Congratulations! You have moved a database shard replica. By adding and removing database shard replicas in this way, you can change the cluster’s shard layout, also known as a shard map.

12.4.3. Specifying database placement

You can configure CouchDB to put shard replicas on certain nodes at database creation time using placement rules.

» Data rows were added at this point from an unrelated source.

PR #876, opened 2019-11-04
fix: redirect on 308 (Permanent Redirect) too

### LINKED ISSUE #873: setFollowRedirects(true) does not follow 308 (Permanent Redirect)
Using the latest versions:
google-http-client: 1.33.0
google-http-client-apache-v2: 1.33.0

By default `setFollowRedirects(true)` is set, and the library automatically follows the following redirects.

301 (Moved Permanently)
302 (Found)
303 (See Other)
307 (Temporary Redirect)

However, 308 (Permanent Redirect) isn't followed from my [experiment](https://github.com/googleapis/google-http-java-client/pull/871#issuecomment-548913894).

https://en.wikipedia.org/wiki/List_of_HTTP_status_codes#3xx_Redirection says

> 307 and 308 parallel the behaviors of 302 and 301

so I reckon if the library is following 301, 302, and 307, perhaps it should follow 308 too.

chanseokoh:
Fixes #873.

### DIFF
--- a/google-http-client/src/test/java/com/google/api/client/http/HttpStatusCodesTest.java
+++ b/google-http-client/src/test/java/com/google/api/client/http/HttpStatusCodesTest.java
@@ -1,0 +1,35 @@
+/*
+ * Copyright (c) 2019 Google Inc.
+ *
+ * Licensed under the Apache License, Version 2.0 (the "License"); you may not use this file except
+ * in compliance with the License. You may obtain a copy of the License at
+ *
+ * http://www.apache.org/licenses/LICENSE-2.0
+ *
+ * Unless required by applicable law or agreed to in writing, software distributed under the License
+ * is distributed on an "AS IS" BASIS, WITHOUT WARRANTIES OR CONDITIONS OF ANY KIND, either express
+ * or implied. See the License for the specific language governing permissions and limitations under
+ * the License.
+ */
+
+package com.google.api.client.http;
+
+import junit.framework.TestCase;
+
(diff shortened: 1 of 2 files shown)


google-http-client/src/test/java/com/google/api/client/http/HttpStatusCodesTest.java
```diff
@@ -0,0 +1,35 @@
+/*
+ * Copyright (c) 2019 Google Inc.
```
elharo: no (c)

also LLC

google-http-client/src/test/java/com/google/api/client/http/HttpStatusCodesTest.java
```diff
@@ -0,0 +1,35 @@
...
+package com.google.api.client.http;
+
+import junit.framework.TestCase;
+
+/** Tests {@link HttpStatusCodes}. */
+public class HttpStatusCodesTest extends TestCase {
+
+  public void testIsRedirect_3xx() {
+    assertTrue(HttpStatusCodes.isRedirect(301));
+    assertTrue(HttpStatusCodes.isRedirect(302));
```
elharo: what about 309 to 399? These are all undefined redirect codes according to HTTP.

chanseokoh: I think the method name should really be `isDefinedRedirect` or such, given where this code is used to handle automatic redirection. The Javadoc at least describes the behavior correctly.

First, each node must be labeled with a zone attribute. This defines which zone each node is in. You do this by editing the node’s document in the /_nodes database, which is accessed through the node-local port. Add a key value pair of the form:

"zone": "{zone-name}"

Do this for all of the nodes in your cluster. For example:

$ curl -X PUT http://localhost:5986/_nodes/<node-name> \
    -d '{ \
        "_id": "<node-name>",
        "_rev": "<rev>",
        "zone": "<zone-name>"
        }'

In the local config file (local.ini) of each node, define a consistent cluster-wide setting like:

[cluster]
placement = <zone-name-1>:2,<zone-name-2>:1

In this example, CouchDB will ensure that two replicas for a shard will be hosted on nodes with the zone attribute set to <zone-name-1> and one replica will be hosted on a new with the zone attribute set to <zone-name-2>.

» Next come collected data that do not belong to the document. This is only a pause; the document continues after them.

PR #895, opened 2019-11-25
fix millisecond parsing errors

### LINKED ISSUE #894: One second off with pre epoch dates
second test below fails. This was probably introduced in #752

```
public void testEpoch() {
    assertParsedRfc3339(
        "1970-01-01T00:00:00.000Z", SecondsAndNanos.ofSecondsAndNanos(0, 0));
  }

  public void testOneSecondBeforeEpoch() {
    assertParsedRfc3339(
        "1969-12-31T23:59:59.000Z", SecondsAndNanos.ofSecondsAndNanos(-1, 0));
  }
```

elharo:
Fixes #894 @suztomo @olavloite @codyoss

### DIFF
--- a/google-http-client/src/test/java/com/google/api/client/util/DateTimeTest.java
+++ b/google-http-client/src/test/java/com/google/api/client/util/DateTimeTest.java
@@ -15,6 +15,7 @@
 package com.google.api.client.util;
 
 import com.google.api.client.util.DateTime.SecondsAndNanos;
+
 import java.util.Date;
 import java.util.TimeZone;
 import junit.framework.TestCase;
@@ -27,12 +28,6 @@ import junit.framework.TestCase;
 public class DateTimeTest extends TestCase {
 
   private TimeZone originalTimeZone;
-
-  public DateTimeTest() {}
-
-  public DateTimeTest(String testName) {
-    super(testName);
-  }
 
   @Override
   protected void setUp() throws Exception {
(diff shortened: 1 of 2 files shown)


google-http-client/src/test/java/com/google/api/client/util/DateTimeTest.java
```diff
@@ -225,8 +220,18 @@ public void testParseRfc3339ToSecondsAndNanos() {
...
+  
+  public void testEpoch() {
+    assertParsedRfc3339(
+        "1970-01-01T00:00:00.000Z", SecondsAndNanos.ofSecondsAndNanos(0, 0));
+  }
+
+  public void testOneSecondBeforeEpoch() {
+    assertParsedRfc3339(
+        "1969-12-31T23:59:59.000Z", SecondsAndNanos.ofSecondsAndNanos(-1, 0));
+  }
```
suztomo: Would you add the following test too?

```
public void testGregorianCalendarStartDate() {
    assertParsedRfc3339(
        "1582-10-15T01:23:45.123Z", SecondsAndNanos.ofSecondsAndNanos(-12219287774L, -877000000));
}
```
(not 100% sure about the value of nanosecond part to represent `-12219287774877` milliseconds)

As per Beam's PubsubClientTest, date 1582-10-15 is an important date when Gregorian Calendar was adopted.
https://github.com/apache/beam/blob/master/sdks/java/io/google-cloud-platform/src/test/java/org/apache/beam/sdk/io/gcp/pubsub/PubsubClientTest.java#L144

google-http-client/src/test/java/com/google/api/client/util/DateTimeTest.java
```diff
@@ -15,6 +15,7 @@
 package com.google.api.client.util;
 
 import com.google.api.client.util.DateTime.SecondsAndNanos;
+
```
suztomo: Nit?

elharo: done

google-http-client/src/test/java/com/google/api/client/util/DateTimeTest.java
elharo: I can't verify that this value is correct, so I don't want to add it here.

suztomo: I will try to add this in a separate PR then.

This approach is flexible, since you can also specify zones on a per- database basis by specifying the placement setting as a query parameter when the database is created, using the same syntax as the ini file:

curl -X PUT $COUCH_URL:5984/<dbname>?zone=<zone>

Note that you can also use this system to ensure certain nodes in the cluster do not host any replicas for newly created databases, by giving them a zone attribute that does not appear in the [cluster] placement string.

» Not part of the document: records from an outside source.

PR #910, opened 2019-12-10
feat: support chunked transfer encoding

### LINKED ISSUE #648: HttpContent is encoded two times when posting data

codyoss:
Currently any time HttpRequest works with encoded data it encodes
the data twice. Once for the actual stream and once for checking
the length of the stream. Instead, when there is encoding just don't
set the content length. This will cause the underlying transports,
with a few tweaks, to use Transfer-Encoding: chunked.

Fixes #648

### DIFF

12.4.4. Resharding a database to a new q value

The q value for a database can only be set when the database is created, precluding live resharding. Instead, to reshard a database, it must be regenerated. Here are the steps:

  1. Create a temporary database with the desired shard settings, by specifying the q value as a query parameter during the PUT operation.
  2. Stop clients accessing the database.
  3. Replicate the primary database to the temporary one. Multiple replications may be required if the primary database is under active use.
  4. Delete the primary database. Make sure nobody is using it!
  5. Recreate the primary database with the desired shard settings.
  6. Clients can now access the database again.
  7. Replicate the temporary back to the primary.
  8. Delete the temporary database.

Once all steps have completed, the database can be used again. The cluster will create and distribute its shards according to placement rules automatically.

Downtime can be avoided in production if the client application(s) can be instructed to use the new database instead of the old one, and a cut- over is performed during a very brief outage window.